Answer 7 · 2023-07-07T19:22:37.000Z

Fully agree with all comments raised. We will be working on these internal improvements soon as we are using the code for some agriculture applications that are demanding more performance. Em sex., 7 de jul. de 2023 16:14, Jonas ***@***.***> escreveu:

…

Another point of performance improvement might be boundingbox implementations: These have a lot of allocations, which shouldn't be necessary for any boundingbox calculation. E.g. for this shape it's over 17kb of RAM julia> poly 2 GeometrySet{2,Float64} └─PolyArea(50-Ring) └─PolyArea(356-Ring, 302-Ring) julia> @time boundingbox(poly) 0.000021 seconds (21 allocations: 17.172 KiB) Box{2, Float64}(Point(0.604086399, -13.3619730947), Point(149.4063610679, 13.8699076501)) This isn't really a priority as it is still fast, but could be a problem when running in a tight loop. — Reply to this email directly, view it on GitHub <#488 (comment)>, or unsubscribe <https://github.com/notifications/unsubscribe-auth/AAZQW3KBKN6OMNPMLFI7HULXPBNYXANCNFSM6AAAAAAZYOI6CI> . You are receiving this because you authored the thread.Message ID: ***@***.***>

Answer 8 · 2023-07-07T21:37:04.000Z

@BloodWorkXGaming regarding the boundingbox allocations, did you identify the harmful lines? Feel free to submit PRs for review. If it is also related to the current internal representation of vertices in Polytope types, we will fix it in a more systematic way.

Answer 9 · 2023-07-08T07:31:02.000Z

Ye I found some harmful lines, it is rather related to the MVectors and collect operations in the functions. Will try to open a PR after the weekend with some improvements :)

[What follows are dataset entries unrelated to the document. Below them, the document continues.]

PR #351, opened 2020-07-20
Allow passing string to to_jlist (converting to singleton list)

zikolach:
How it was working before?


khaeru:
For posterity: this PR was to address errors like the following, that appeared due to changes between JPype1 0.7.5 and 1.0:
```
TypeError: No matching overloads found for java.util.LinkedList.addAll(str), options are:
        public boolean java.util.LinkedList.addAll(int,java.util.Collection)
        public boolean java.util.LinkedList.addAll(java.util.Collection)
```

PR #352, opened 2020-07-22
typo in docstring reporting/computations/select()

francescolovat:
Small typo in docstring of `ixmp/reporting/computations/select()`.

More typos will be added here in case they will be ecountered.


khaeru:
The check failures are expected/handled in #357, so I will merge this.

PR #353, opened 2020-07-28
Meta support for model/scenario levels

zikolach:
Implement full meta functionality.

Implement full meta functionality on the `Platform` level, and make some adaptions to the `Scenario` meta functionality too. Also, add the possibility of creating a model or scenario on `Platform`. This PR relies on https://github.com/iiasa/ixmp_source/pull/323.

Detailed list of changes:

  - add `Platform.add_model` using `Backend.add_model`
  - add `Platform.add_scenario` using `Backend.add_scenario`
  - add `Platform.models` using `Backend.models`
  - add `Platform.scenarios` using `Backend.scenarios`
  - add `Platform.get_meta` using `Backend.get_meta`
  - add `Platform.set_meta` using `Backend.set_meta`
  - add `Platform.remove_meta` using `Backend.remove_meta`
  - add `Scenario.remove_meta` using `Backend.remove_scenario_meta`
  - deprecate `Scenario.delete_meta`

## How to review

- make sure the tests pass
- check that the built sphinx documentation is how you'd expect it

Problematic things relevant to this PR:
- ambiguous use of the name `Scenario`. As an `ixmp.Scenario` is actually an ixmp_source `run` that has a `scenario` itself, distinguishing between these two types of Scenarios is hard. Hence `Platform.scenarios()` and `Platform.scenario_list()` are ambigous.

## PR checklist

- [x] Tests added.
- [x] Documentation added.
- [x] Release notes updated.


ixmp/core.py
```diff
@@ -393,6 +393,39 @@ def check_access(self, user, models, access='view'):
         else:
             return {model: result.get(model) == 1 for model in models_list}
 
+    def get_meta(self, *args, **kwargs):
```
zikolach, line 396: we can avoid this redundant calls by adding `get_meta` and `set_meta` to `_backend_direct` list

zikolach: see this commit https://github.com/iiasa/ixmp/pull/353/commits/121a876b7dafd5839c9b2a2ad53e40ff22754482

ixmp/backend/jdbc.py
```diff
@@ -875,15 +881,32 @@ def item_delete_elements(self, s, type, name, keys):
...
+
+        meta = self.jobj.getMeta(model, scenario, version)
+        return {entry.getKey(): _unwrap(entry.getValue())
+                for entry in meta.entrySet()}
+
+    def set_meta(self, meta: dict, model: str = None, scenario: str = None,
+                 version = None):
+        if not (model or scenario or version):
+            msg = ('At least one parameter has to be provided out of: '
+                   'model, scenario, version')
```
zikolach, line 895: I don't think passing just version makes much sense. It should be one of:
- model
- scenario
- model + scenario
- model + scenario + version

ixmp/tests/core/test_meta.py
```diff
@@ -0,0 +1,67 @@
+"""Test meta functionality of ixmp.Platform."""
+
+import pytest
+
+import ixmp
+from ixmp.testing import models
+
+
+sample_meta = {'sample_string': 3, 'another_string': 'string_value'}
```
zikolach, line 9: first entry has not a string value. What is the idea? Maybe just called by mistake

ixmp/backend/base.py
```diff
@@ -902,8 +1020,8 @@ def get_meta(self, s: Scenario):
         """
 
     @abstractmethod
-    def set_meta(self, s: Scenario, name_or_dict, value=None):
-        """Set single or multiple meta entries.
+    def set_scenario_meta(self, s: Scenario, name_or_dict, value=None):
```
zikolach, line 1023: o be duplicated after renaming

zikolach: with that one https://github.com/iiasa/ixmp/pull/353/files#diff-313b0713bfcf3262902e8b94639dd49eR986

khaeru:
I'll wait to review until the tests pass and conflicts resolved.

In the meantime, some questions:
- In addition to worsening (with `add_scenario()`) the *existing* overlap between the semantics of scenario names and `Scenario` objects (as the description notes), this PR creates a new overlap between model names (`add_model()`) and the existing `Model` class. Can this be avoided, e.g. perhaps via the approach described in #274?
- What is the intended behaviour if a user calls `add_timeseries` with model name(s) or scenario name(s) that have not previously been declared with `add_model` or `add_scenario`?
- What is the intended behaviour if a user instantiates `ixmp.Scenario(..., version='new')` with a model name or scenario name that have not been previously declared?

zikolach:
> What is the intended behaviour if a user instantiates ixmp.Scenario(..., version='new') with a model name or scenario name that have not been previously declared?

This behavior did not change - it will create (register) new model/scenario names. Methods were added to allow to create entities which rely on specific model/scenario names before scenario version (run) is created.

zikolach:
> What is the intended behaviour if a user calls add_timeseries with model name(s) or scenario name(s) that have not previously been declared with add_model or add_scenario?

Not sure how does it relate to add_timeseries. Can you please point on the code example or explain what you mean?

zikolach:
> Can this be avoided, e.g. perhaps via the approach described in #274?

I think it makes sense to apply this paradigm of codelists in longer-term perspective. Add mode/scenario names methods are implemented in line with current (probably not efficient) aproach. So later on we can change all such occurrences as adding regions, timeslices, units and new model/scennario names to more generic API in one go.

fonfon:
This PR is now ready to be reviewed.
While we need the meta functionality for the AR6 model meta import, the model/scenario Platform methods aren't that important/urgent.

ixmp/backend/base.py
```diff
@@ -53,6 +54,42 @@ def get_auth(self, user, models, kind):
         """
         return {model: True for model in models}
 
+    @abstractmethod
+    def add_model(self, name: str):
+        """ Add (register) new model name.
```
khaeru, line 59: Please format these correctly:

- No space after the opening triple quote.
- The format for parameters is:
  ```
  name : type
      Description intended four spaces, capitalized, ending with a period.
  ```

See the other methods in this file, and the [numpydoc docstring format](https://numpydoc.readthedocs.io/en/latest/format.html), which is linked from our [style guide](https://docs.messageix.org/en/stable/contributing.html#code-style). Please be sure to compile the docs locally to check that the output is correctly formatted.

ixmp/core.py
```diff
@@ -61,6 +61,13 @@ class Platform:
         'close_db',
         'get_doc',
         'set_doc',
+        'get_meta',
```
khaeru, line 64: These should be sorted in alphabetical order.

khaeru:
General responses to @zikolach's comments:
> This behavior did not change - it will create (register) new model/scenario names. Methods were added to allow to create entities which rely on specific model/scenario names before scenario version (run) is created.

The issue I was trying to highlight was that the existing behaviour was never clearly explained or documented; it was only implicit. Namely, it's not explained to the user anywhere that:
- Model and scenario names are not simply attributes of TimeSeries/Scenario objects, but *distinct entities* in the data model, to which things (e.g. annotations/meta) can be attached.
- These entities were automatically created when new values were used; now they can be created directly.

> I think it makes sense to apply this paradigm of codelists in longer-term perspective. […] So later on we can change all such occurrences as adding regions, timeslices, units and new model/scennario names to more generic API in one go.

Totally agree with this. I think it will also be much easier to explain to the user via documentation, etc.: "ixmp tracks lists of strings or codes that are used for different purposes, and allows attaching meta information to these codes."

In any case, let's merge this PR once the above changes are made, then clean up the Backend API on the Python side in a separate PR, soon. The Java implementation could be simplified later, when time allows.

ixmp/backend/base.py
zikolach: it looks it @fonfon updated it 84ffa4aa139db5cb0da8d306ad841a06b57432de

zikolach:
@khaeru seems like all the requested changes are done. Could you please re-review/approve this PR?

ixmp/backend/base.py
fonfon: The change was done after the comment of Paul.
I noticed two more minor leftovers that I'm cleaning up now (release notes and in tests) so I'll add one more commit.

khaeru:
> seems like all the requested changes are done. Could you please re-review/approve this PR?

Yep! I did see the review re-request from @fonfon a few minutes before your comment—also three commits since, but I guess those are the final ones. I will review as soon as I have time.

PR #399, opened 2021-02-19
Add "quiet" option for GAMSModel

khaeru:
This option is then used to suppress output when e.g. DantzigModel is solved as part of tests where the GAMS output is not of interest. This shortens the pytest output.

Also:
- Mark the `utils.logger()` function as deprecated, remove the few remaining uses of it, and raise a warning when it is called.

## How to review

No review.

## PR checklist

- [x] Update release notes.

### DIFF
--- a/RELEASE_NOTES.rst
+++ b/RELEASE_NOTES.rst
@@ -4,6 +4,8 @@ Next release
 All changes
 -----------
 
+- Deprecate :func:`.utils.logger` (:pull:`399`).
+- Add a `quiet` option to :meth:`.GAMSModel.solve` and use in testing (:pull:`399`).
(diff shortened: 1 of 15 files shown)


khaeru:
Comparing [this log](https://github.com/iiasa/ixmp/runs/1945488857) to [this one from the previous PR](https://github.com/iiasa/ixmp/runs/1937329260), the pytest output with `-rA --verbose` is shortened from about 16,000 to 9500 lines, or about 40% by hiding GAMS output during text fixture setup/teardown.

There can still be some improvement, e.g. by turning off the echoing of log output to stderr. But we'll save that for another PR.

PR #421, opened 2021-07-05
Only reset_index() in format_scenario_list() when there are >0 results

LauWien:
With the upgrade of pandas to 1.3.0 `format_scenario_list()` should only `reset_index()` when there are >0 results. 
To satisfy the workflow Lint the package `types-setuptools` needed to be installed.

## How to review

## PR checklist

- [x] Update release notes. ✅

### DIFF
--- a/ixmp/utils.py
+++ b/ixmp/utils.py
@@ -390,10 +390,11 @@ def format_scenario_list(
         platform.scenario_list(model=model, scen=scenario, default=default_only)
         .groupby(["model", "scenario"])
         .apply(describe)
-        .reset_index()
     )
 
-    if not len(info):
+    if len(info):
+        info = info.reset_index()
+    else:
         # No results; re-create a minimal empty data frame
         info = pd.DataFrame([], columns=["model", "scenario", "default", "N"])
 
--- a/.github/workflows/lint.yaml
+++ b/.github/workflows/lint.yaml
@@ -48,5 +48,5 @@ jobs:
       run: |
         pip install mypy
         # Also install packages that contain type stubs
-        pip install pytest genno xarray
+        pip install pytest genno xarray types-setuptools
         mypy .


khaeru (changes requested):
Looks great! Good job on a correct response to the linter error.

The PR template includes this item, which is also needed for this PR:

- [ ] Update release notes.

As it suggests:

> To do this, add a single line at the TOP of the “Next release” section of RELEASE_NOTES.rst, where '999' is the GitHub pull request number:
>
> ```
> - :pull:`999`: Title or single-sentence description from above.
> ```
>
> Commit with a message like “Add #999 to release notes”

I would use the description:
```
- :pull:`421`: Adjust :func:`.format_scenario_list` for changes in :mod:`pandas` 1.3.0.
```

For these notes, it's not necessary to give complete technical detail, just a high-level summary. Readers can click the link back to this PR if they are curious.

LauWien:
Thanks! @phackstock supported.
Next PR I will add the correct commit message for the update of the release notes!

khaeru (approved):
The commit with the release notes update was accidentally pushed directly to `main`: 041d978

ixmp/utils.py
```diff
@@ -390,10 +390,11 @@ def describe(df):
         platform.scenario_list(model=model, scen=scenario, default=default_only)
         .groupby(["model", "scenario"])
         .apply(describe)
-        .reset_index()
     )
 
-    if not len(info):
+    if len(info):
```
phackstock, line 395: I realize I'm a little late to the party and it doesn't really matter but just as a side note, you don't need the `if len(info):` just `if info:` is fine since and empty list evaluates to false (https://docs.python.org/3/library/stdtypes.html#truth-value-testing).

LauWien: True - thanks :)

khaeru: `info` is `pd.DataFrame`, not `list`:
```py
In [1]: df = pd.DataFrame()

In [2]: if df:
   ...:     print("foo")
   ...: 
---------------------------------------------------------------------------
ValueError                                Traceback (most recent call last)
<ipython-input-2-559d78b99c9e> in <module>
----> 1 if df:
      2     print("foo")
      3 

~/.local/lib/python3.9/site-packages/pandas/core/generic.py in __nonzero__(self)
   1440     @final
   1441     def __nonzero__(self):
-> 1442         raise ValueError(
   1443             f"The truth value of a {type(self).__name__} is ambiguous. "
   1444             "Use a.empty, a.bool(), a.item(), a.any() or a.all()."

ValueError: The truth value of a DataFrame is ambiguous. Use a.empty, a.bool(), a.item(), a.any() or a.all().

```

phackstock: A right, good point, ignore the comment then

Issue #473, opened 2023-04-06
IXMP on Apple Silicon (ARM architecture)


SiddharthJoshi-Git:
During Solve:

ERROR Reported: java.lang.java.lang.UnsatisfiedLinkError 
Error can be due to CPU/ Java architecture mismatch. Have tried both X86 and ARM builds of JAVA, still this error persists. 

----

#### Code sample or context

--- Warning: The GAMS version [41.1.0] differs from the API version [24.8.3].
java.lang.UnsatisfiedLinkError: Can't load library: [/Users/iiasa/opt/anaconda3/envs/env_x86/lib/python3.9/site-packages/ixmp/backend/jdbc/libgmdjni64.dylib](https://file+.vscode-resource.vscode-cdn.net/Users/iiasa/opt/anaconda3/envs/env_x86/lib/python3.9/site-packages/ixmp/backend/jdbc/libgmdjni64.dylib)
	at java.base[/java.lang.ClassLoader.loadLibrary](https://file+.vscode-resource.vscode-cdn.net/java.lang.ClassLoader.loadLibrary)(ClassLoader.java:2393)
	at java.base[/java.lang.Runtime.load0](https://file+.vscode-resource.vscode-cdn.net/java.lang.Runtime.load0)(Runtime.java:755)
	at java.base[/java.lang.System.load](https://file+.vscode-resource.vscode-cdn.net/java.lang.System.load)(System.java:1953)
	at com.gams.api.gmd.<clinit>(gmd.java:202)
	at com.gams.api.GAMSDatabase.createGMDObject(GAMSDatabase.java:342)
	at com.gams.api.GAMSDatabase.initializeAttributes(GAMSDatabase.java:328)
	at com.gams.api.GAMSDatabase.<init>(GAMSDatabase.java:256)
	at com.gams.api.GAMSWorkspace.addDatabase(GAMSWorkspace.java:1024)
	at com.gams.api.GAMSWorkspace.addDatabase(GAMSWorkspace.java:1010)
	at at.ac.iiasa.ixmp.objects.Scenario.makeGamsDB(Scenario.java:1812)
	at at.ac.iiasa.ixmp.objects.MsgScenario.toGDX(MsgScenario.java:1328)
Unexpected exception formatting exception. Falling back to standard exception
Traceback (most recent call last):
  File "MsgScenario.java", line 1328, in at.ac.iiasa.ixmp.objects.MsgScenario.toGDX
Exception: Java Exception

[...]

PR #478, opened 2023-04-21
Update install.rst

glatterf42:
Add a footnote explaining the most crucial observation in and linking to #473. Also update the 'latest Python version' mentioned there. Note that our pyproject.toml only includes Python versions up to 3.10, so I chose that as the 'latest version'.

## How to review

- Build the documentation and look at the installation page.

## PR checklist

### DIFF
--- a/.github/workflows/pytest.yaml
+++ b/.github/workflows/pytest.yaml
@@ -78,6 +78,8 @@ jobs:
 
     - uses: r-lib/actions/setup-r@v2
       id: setup-r
+      with:
+        r-version: '4.2.3'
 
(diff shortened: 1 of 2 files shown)


khaeru (approved):
Looks great!

Note that these are the ixmp install instructions. We usually direct new users to the message-ix install instructions, and then ixmp gets installed as a dependency through that process—without them needing to read these separately. These are retained for completeness.

So, we should make a parallel PR with the same changes over there—would you be able to do that, or should I?

glatterf42:
I can do that, but I've got to take care of some other things first.

PR #483, opened 2023-06-20
Update RTD config

glatterf42:
As noted by Xiaoyang on Slack, it's not intuitive to choose `[tests]` as the extra requirement for building the docs when we also have `[docs]`. This PR replaces the selection hoping it works out of the box. In the same process, it renames the config file to comply with current recommendations.  

## How to review

- Build the documentation and check that it works as usual.

## PR checklist

- [x] ~Continuous integration checks all ✅~
  Except for `macos-latest-py3.7` per iiasa/ixmp#484.

### DIFF
--- a/.readthedocs.yaml
+++ b/.readthedocs.yaml
@@ -4,4 +4,4 @@ python:
   install:
   - method: pip
     path: .
-    extra_requirements: [tests]
+    extra_requirements: [docs]


glatterf42:
As per the instructions for checking the [RTD build locally](https://github.com/iiasa/message_ix/blob/main/doc/README.rst#read-the-docs), the command completed successfully. We might still be missing some packages required for building the docs by only requiring the extra `[docs]`, but I'm not sure how to test that since the PR originates from my fork (so we cannot simply enable builds for this branch on RTD itself).

khaeru:
> We might still be missing some packages required for building the docs by only requiring the extra `[docs]`, but I'm not sure how to test that since the PR originates from my fork (so we cannot simply enable builds for this branch on RTD itself).

RTD did not originally support building docs for PRs, but has recently added this feature: https://docs.readthedocs.io/en/latest/guides/pull-requests.html. We *could* turn this on, but should first consider security implications, which I haven't had time to do. (For example: code examples in the documentation or code in Sphinx conf.py can be run while the Sphinx build occurs. Could a user abuse this to, e.g. attempt to DDoS our or someone else's public-facing servers?)

So some options would be:
1. Cautiously or temporarily (just for this PR) enable that.
2. Re-open the PR with the same commit pushed to a branch in the main repo.

If (2), then see https://github.com/iiasa/ixmp/issues/484#issuecomment-1606883266 and the comment linked from there.

glatterf42:
From these options, I would choose 2 since I don't know how to assess DDoS potential. However, I'm not sure what I can gain from the linked comment: do you suggest to merge a PR with the suggested changes before opening a new one here?

khaeru:
> However, I'm not sure what I can gain from the linked comment: do you suggest to merge a PR with the suggested changes before opening a new one here?

I meant that, if/when you push to a new branch in the main repo and open a new PR, it could be convenient to add 1 more commit adding the 1 suggested line, at the same time.

glatterf42:
### Superseded by #485

PR #488, opened 2023-07-27
Avoid locking on failed operations

khaeru:
The PR adds a new context manager `.utils.discard_on_error()` that can be used to avoid leaving scenarios in a locked state. This can occur when exceptions are raised and JDBCBackend is in use: an unclean exit means the database is left in a state that marks the scenario as "locked" for use by a particular user.

Originally developed for iiasa/message_data#446.

## How to review

- Read the additions to the docs including examples and ensure they are clear.
- Optionally, try a particular code operation known to fail and leave scenario(s) in a locked state.

## PR checklist

- [x] Update release notes.

### DIFF
--- a/ixmp/core/timeseries.py
+++ b/ixmp/core/timeseries.py
@@ -1,5 +1,5 @@
 import logging
-from contextlib import contextmanager
+from contextlib import contextmanager, nullcontext
 from os import PathLike
 from pathlib import Path
 from typing import Any, Dict, Optional, Sequence, Tuple, Union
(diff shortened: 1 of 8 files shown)


ixmp/core/timeseries.py
```diff
@@ -221,10 +235,13 @@ def transact(self, message: str = "", condition: bool = True):
         >>> # Changes to `ts` have been committed
         """
         # TODO implement __enter__ and __exit__ to allow simpler "with ts: …"
+        from ixmp.utils import discard_on_error as doe
+
         if condition:
             maybe_check_out(self)
         try:
-            yield
+            with doe(self) if discard_on_error else nullcontext():
```
gidden, line 243: suggest to simply spell out what `doe` means for future developers (ie not import as), recognizing that the argument has the same name

gidden (changes requested):
LGTM, thanks @khaeru. Small change requested for future developers.

ixmp/core/timeseries.py
khaeru: Used a longer local name and added an explanatory comment.

gidden:
I think the force push means I can't access my review to change to accept?

gidden (approved):
lgtm

gidden:
Ok, was able to do a new review - thanks @khaeru !

PR #502, opened 2023-12-11
Record Python package versions in GDX files

khaeru:
This PR provides the basic functionality for addressing iiasa/message_ix#747.

The GAMSModel class gains an attribute/parameter (`record_version_packages`) and a method (`record_versions()`); the latter is called from within the `run()` method. This adds a set to the Scenario that is to be solved, with entries like:
```
Set ixmp_version(*,*) Versions of Python packages used to generate this model /
'message_ix'.'3-7-1-dev55+g2e0a9c49', 
'ixmp'.'3-7-1-dev67+g6cab755-d20231122'
'notapackage'.'(not installed)' /;
```
(The list of included packages is according to `record_version_packages`, so can be extended by downstream packages, like `message-ix`, that use or subclass GAMSModel.)

## How to review

Read the diff and note that the CI checks all pass.

Test together with a message_ix PR to be opened next.

## PR checklist

- [x] Update release notes.

### DIFF
--- a/README.md
+++ b/README.md
@@ -45,7 +45,7 @@ See [`doc/README.rst`](doc/README.rst) for further details.
 
 ## License
 
-Copyright © 2017–2023 IIASA Energy, Climate, and Environment (ECE) program
+Copyright © 2017–2024 IIASA Energy, Climate, and Environment (ECE) program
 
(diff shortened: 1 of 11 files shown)


glatterf42 (approved):
Looks good to me, thanks :)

Answer 10 · 2023-07-17T16:25:30.000Z

Update: we already implemented a series of changes to the vertices representation inside Polytope geometries. They are NTuple of Point now, which means, more compile-time optimizations.

Answer 11 · 2023-07-21T12:15:12.000Z

Update: refactored boundingbox and hull methods to allocate zero memory whenever possible.

@BloodWorkXGaming all cases covered now from your previous PR.

Answer 12 · 2023-07-21T22:57:38.000Z

Thanks! Sorry for not refactoring the PR, was very low on time the past weeks

Answer 13 · 2023-07-26T00:14:35.000Z

Update: pointwise transforms no longer allocate intermediate vectors. Rotate, Translate and Stretch are examples.

Answer 14 · 2024-02-01T17:06:50.000Z

We need to improve the performance of the FIST triangulation method. I think it is already type stable, we need algorithmic improvements and multiple threads now.